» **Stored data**
══════════
PR #1453, opened 2018-03-12
Add create_sle_weakremovers command

coolo:
It's similiar but not the same as the droplist for openSUSE, so I created
a fork of the openSUSE command

To be called with the target project as first argument and then a
list of old projects

e.g. create_sle_weakremovers SUSE:SLE-15:GA SUSE:SLE-12-SP3:GA \
SUSE:SLE-12-SP3:Update SUSE:SLE-12-SP2:GA SUSE:SLE-12-SP2:Update ...


lnussel:
worth refactoring at some point I guess

PR #1454, opened 2018-03-12
ReviewBot: make interval work without tty

lnussel:


lnussel:
so @bugfinder doesn't have to use screen :)

coolo:
poor Rudi!

jberry-suse:
Still not sure why using screen instead of systemd + journal as is supported by this repo.

coolo:
because of the check that lnussel just patched out? And Rudi doesn't want systemd timers so he can implement a monitor check if the service is running - so prefers the interval check... that didn't work without screen until this PR

jberry-suse:
IT worked out something for such services on packagelists that use timers since you really only care if it ever exited with failure, but seems like it go a bit messed up when lnussel changed the service type as I get more emails.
══════════
» **TASK DESCRIPTION**
An exact copy is needed of the lines from the one containing "It's similiar but" through the end of the records.

» **RESULT OF THIS TASK**
It's similiar but not the same as the droplist for openSUSE, so I created
a fork of the openSUSE command

To be called with the target project as first argument and then a
list of old projects

e.g. create_sle_weakremovers SUSE:SLE-15:GA SUSE:SLE-12-SP3:GA \
SUSE:SLE-12-SP3:Update SUSE:SLE-12-SP2:GA SUSE:SLE-12-SP2:Update ...


lnussel:
worth refactoring at some point I guess

PR #1454, opened 2018-03-12
ReviewBot: make interval work without tty

lnussel:


lnussel:
so @bugfinder doesn't have to use screen :)

coolo:
poor Rudi!

jberry-suse:
Still not sure why using screen instead of systemd + journal as is supported by this repo.

coolo:
because of the check that lnussel just patched out? And Rudi doesn't want systemd timers so he can implement a monitor check if the service is running - so prefers the interval check... that didn't work without screen until this PR

jberry-suse:
IT worked out something for such services on packagelists that use timers since you really only care if it ever exited with failure, but seems like it go a bit messed up when lnussel changed the service type as I get more emails.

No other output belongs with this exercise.